The answer to that isn't quite as cut-and-dry as I'd like it to be, but that seems to be the nature of most things.  I think my sacrifice will look differently at different times and situations in my life.  On Sunday morning at church, if I'm standing in the congregation and really don't feel like singing that morning, my sacrifice is to take myself out of the equation and sing.  I don't sing because I'm always in the mood to sing (which is generally the case) but I sing to encourage others around me [check out this blog by Greg Gilbert on this subject].  Then, maybe I'm at the grocery store and the woman next to me in line wants to strike up a conversation and I'm just not feeling it.  At that time, though we wouldn't initially say that's a 'worship moment' the Lord asks us to love others and to share Him with them - this would be a perfect opportunity for me to do that if I would, once again, take myself out of the equation and talk to her. The examples of this are endless.

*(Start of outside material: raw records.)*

PR #169, opened 2017-06-27
DWR-466 Remove invalid prompts from group results page when viewing "…

wtritch:
…Most recent" assessment

### DIFF
--- a/webapp/src/main/webapp/src/app/groups/results/group-results.component.html
+++ b/webapp/src/main/webapp/src/app/groups/results/group-results.component.html
@@ -91,13 +91,13 @@
         </button>
       </div>
     </h2>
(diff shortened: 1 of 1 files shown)


wtritch:
This PR hides the "Click an item to remove it from the list" prompt text and "X" icon on assessments when viewing the most recent.

esotrope:
Is this the requirement? I could also imagine them maybe wanting to allow removing it and then auto switch the user to the custom tab if they change anything.

wtritch:
This was the suggested fix per the jira, and it's logically complete.  I could see arguments either way, but this seems small and changeable enough that I didn't want to delay development to hold a meeting over it.

esotrope:
Sounds good 👍  Just wanted to make sure it wasn't just what we thought was best but was also what sbac wanted.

I was intrigued by the idea of sacrifice to God so I looked around and came upon Malachi 1:6-14 which is basically Malachi pointing out the sins of the priests in the way they were offering sacrifices to God.  What they were offering on the alter to God they wouldn't even have offered to their own governor.  He wouldn't have accepted it!  The type of sacrifice they deemed 'worthy' of God were lame or blind animals and defiled food.  I was incensed when I read that thinking, "How dare they offer the least of their things to Him!  Don't they know who God is and what He deserves."

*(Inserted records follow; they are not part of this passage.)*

PR #170, opened 2017-06-27
Updated front end to now use the codes instead of ids for administrat…

bgsavage:
…ive condition, completeness, and gender.  Updated filters and unit tests as well.  Now looping on a predetermined set of filters instead of trying to dynamically look at all the properties in the class.


webapp/src/main/webapp/src/app/groups/results/exam-filters/exam-filter.service.spec.ts
```diff
@@ -26,77 +26,77 @@ describe('ExamFilterService', () => {
...
   it('should not filter exams by summative status for IABs', () => {
-    filterBy.summativeStatus = 2;
+    filterBy.summativeStatus = 'Valid';
     assessmentExam.assessment.type = AssessmentType.IAB;
 
-    assessmentExam.exams[ 0 ].administrativeCondition = 2;
-    assessmentExam.exams[ 1 ].administrativeCondition = 3;
-    assessmentExam.exams[ 2 ].administrativeCondition = 2;
-    assessmentExam.exams[ 3 ].administrativeCondition = 3;
+    assessmentExam.exams[ 0 ].administrativeCondition = 'Valid';
```
esotrope: Is it possible to make enum for completeness and administration condition? I think that would help clients change everything in one place later. what do you think?

bgsavage: Might be a good idea.  Btw, do you know why 'Valid' is in a different format than the other 'SD', 'NS', 'IN' ?  Seems odd.

malaffoon: http://www.smarterapp.org/documents/TestResults-DataModel.pdf, top of page 10.

Looks like it might've come about because 'Valid' is like blank.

But, as my righteous indignation waned, I realized I'm guilty of the same indiscretions.  There are days when I crave sleep and then force my Bible study into a fifteen minute period where I'm also in the middle of at least three other things.  I sit down to pray and suddenly, a half an hour later, I realize I've been making a To-Do list in my head for at least twenty of those minutes.  I show up to church and allow the stress of my week or personal life to seep into my thoughts so, instead of being encouraged or focusing on areas in which to grow, I come away looking more at myself then at Christ.

How dare I offer myself to God in that way.  Don't I know who He is and what He deserves?

Ah, the painful irony.  But, in the pain is an understanding; an awareness.  These times of selfish interest should propel me to seriously evaluate my heart and where it's at in everything I do.  I desire to "Honor the Lord from [my] wealth and from the first of all my produce"(Prov.3:9) and to offer up to him a "broken spirit...(and) contrite heart"(Psalm 51:17) and ultimately to "continually offer up a sacrifice of praise to God, that is the fruit of lips that give thanks to His name" (Heb. 13:15).  I want my worship of Him (really, my life) to show sacrifices for His glory - made potentially at the expense of what's easy.  It's all right there in those verses.  The sacrifice, the author of Hebrews explains, is the fruit (the result) of lips that give thanks to Him.  To sacrifice to God is to give Him the first fruits (the best) of what you have or receive.  To have a broken heart and contrite spirit is to be humble before the Lord.

I pray that these things will define my praise and worship to Him.  That, when tempted to take the easy route and offer up things that cost me nothing, I will resist and instead ask of the Lord what He desires as my sacrifice of praise and then give it gladly, in spite of the cost, and through His grace.